We first need to remove the modulus functions. We take the square value to get rid of the modulus function. We get the values of ${{a}^{2}},{{b}^{2}},{{\left( a+b \right)}^{2}}$. We use the square formula of ${{\left( a+b \right)}^{2}}={{a}^{2}}+{{b}^{2}}+2ab$. We put the values to get the value of $ab$. We complete the multiplication of $\left( 3a-4b \right)\left( 2a+5b \right)$ and get the final solution.
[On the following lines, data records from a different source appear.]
PR #10366, opened 2025-06-04
[resolvers][federation] Fix federation @requires type

eddeee888:
## Description
- Creates `FederationReferenceTypes` to declare the type of references of each object. This is used by all generated types, and can be used in mappers. [More details in comment](https://github.com/dotansimha/graphql-code-generator/pull/10366#discussion_r2135735298)
- Correctly finds all combinations of selection sets declared by `@requires` in different fields and put them in `FederationReferenceTypes`. [More details in comment](https://github.com/dotansimha/graphql-code-generator/pull/10366#discussion_r2142881641)

## Type of change

## How Has This Been Tested?

- [x] Unit test

### DIFF
--- a/packages/plugins/other/visitor-plugin-common/src/base-resolvers-visitor.ts
+++ b/packages/plugins/other/visitor-plugin-common/src/base-resolvers-visitor.ts
@@ -818,12 +818,8 @@ export class BaseResolversVisitor<
       shouldInclude: namedType => !isEnumType(namedType),
       onNotMappedObjectType: ({ typeName, initialType }) => {
         let result = initialType;
-        const federationReferenceTypes = this._federation.printReferenceSelectionSets({
-          typeName,
-          baseFederationType: `${this.convertName('FederationTypes')}['${typeName}']`,
-        });
-        if (federationReferenceTypes) {
-          result += ` | ${federationReferenceTypes}`;
+        if (this._federation.getMeta()[typeName]?.referenceSelectionSetsString) {
+          result += ` | ${this.convertName('FederationReferenceTypes')}['${typeName}']`;
         }
         return result;
       },
@@ -1306,6 +1302,33 @@ export class BaseResolversVisitor<
       ).string;
   }
 
+  public buildFederationReferenceTypes(): string {
+    const federationMeta = this._federation.getMeta();
+
+    if (Object.keys(federationMeta).length === 0) {
+      return '';
+    }
+
+    const declarationKind = 'type';
+    return new DeclarationBlock(this._declarationBlockConfig)
+      .export()
+      .asKind(declarationKind)
+      .withName(this.convertName('FederationReferenceTypes'))
+      .withComment('Mapping of federation reference types')
+      .withBlock(
+        Object.entries(federationMeta)
+          .map(([typeName, { referenceSelectionSetsString }]) => {
+            if (!referenceSelectionSetsString) {
+              return undefined;
+            }
+
+            return indent(`${typeName}: ${referenceSelectionSetsString}${this.getPunctuation(declarationKind)}`);
+          })
+          .filter(v => v)
+          .join('\n')
+      ).string;
+  }
+
   public get schema(): GraphQLSchema {
     return this._schema;
   }
@@ -1586,13 +1609,6 @@ export class BaseResolversVisitor<
           }
         }
 
-        const parentTypeSignature = this._federation.transformFieldParentType({
-          fieldNode: original,
-          parentType,
-          parentTypeSignature: this.getParentTypeForSignature(node),
-          federationTypeSignature: 'FederationType',
-        });
-
         const { mappedTypeKey, resolverType } = ((): { mappedTypeKey: string; resolverType: string } => {
           const baseType = getBaseTypeNode(original.type);
           const realType = baseType.name.value;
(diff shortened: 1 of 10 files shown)


packages/plugins/other/visitor-plugin-common/src/base-resolvers-visitor.ts
```diff
@@ -1306,6 +1302,33 @@ export class BaseResolversVisitor<
...
+            if (!referenceSelectionSetsString) {
+              return undefined;
+            }
+
+            return indent(`${typeName}: ${referenceSelectionSetsString}${this.getPunctuation(declarationKind)}`);
+          })
+          .filter(v => v)
+          .join('\n')
+      ).string;
+  }
```
eddeee888, line 1330: Having `buildFederationReferenceTypes` to build standalone `FederationReferenceTypes` allows us to easily refer to the complex `reference` param types in different scenarios:

1. When using mappers:
```ts
import type { FederationReferenceTypes } from "./types.generated";
export type UserMapper = DatabaseUser | FederationReferenceTypes["User"]
```
This allows us to return reference as-is without type errors:
```ts
  __resolveReference: (ref) => {
    return ref;
  },
}
```
---
2. When not using mappers:
```ts
  User: User | FederationReferenceTypes["User"];
};
```

Similar to the mapper case, the parent of each normal resolver can receive a normal type or reference type

---

3. And for object resolvers:
```ts
export type UserResolvers<
  ContextType = ServerContext,
  ParentType extends
    ResolversParentTypes["User"] = ResolversParentTypes["User"],
  FederationReferenceType extends
    FederationReferenceTypes["User"] = FederationReferenceTypes["User"],
> = {
  __resolveReference?: ReferenceResolver<
    Maybe<ResolversTypes["User"]> | FederationReferenceType,
    FederationReferenceType,
    ContextType
  >;
};
```
Again, `FederationReferenceTypes["User"]` is used:
- As `reference` type (2nd generic param) 
- and `__resolveReference` must return: (1) `User` value normally, or (2) `FederationReferenceType`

Complete step by step answer:
The given condition is $\left| a \right|=\left| b \right|=1$. We take the square value to get rid of the modulus function.
We get ${{a}^{2}}={{b}^{2}}=1$. Applying similar thing for $\left| a+b \right|=\sqrt{3}$, we get ${{\left( a+b \right)}^{2}}=3$.
Now we break the square using ${{\left( a+b \right)}^{2}}={{a}^{2}}+{{b}^{2}}+2ab$.
Putting the values, we get
$\begin{aligned} & {{\left( a+b \right)}^{2}}={{a}^{2}}+{{b}^{2}}+2ab \\\ & \Rightarrow 3=1+1+2ab \\\ & \Rightarrow ab=\dfrac{1}{2} \\\ \end{aligned}$
We now complete the multiplication of $\left( 3a-4b \right)\left( 2a+5b \right)$.
$\left( 3a-4b \right)\left( 2a+5b \right)=6{{a}^{2}}-20{{b}^{2}}+7ab$
We put the values to get
$\begin{aligned} & \left( 3a-4b \right)\left( 2a+5b \right) \\\ & =6{{a}^{2}}-20{{b}^{2}}+7ab \\\ & =6\times 1-20\times 1+7\times \dfrac{1}{2} \\\ & =\dfrac{7}{2}-14 \\\ & =-\dfrac{21}{2} \\\ \end{aligned}$
Therefore, the value of $\left( 3a-4b \right)\left( 2a+5b \right)$ is $-\dfrac{21}{2}$. The correct option is option (B).

Note:
We use the modulus function to get the distance or length in general. That becomes without the sign. The vector form changes it to scalar form. Therefore, without taking square value we cannot use the modulus function in any simplification.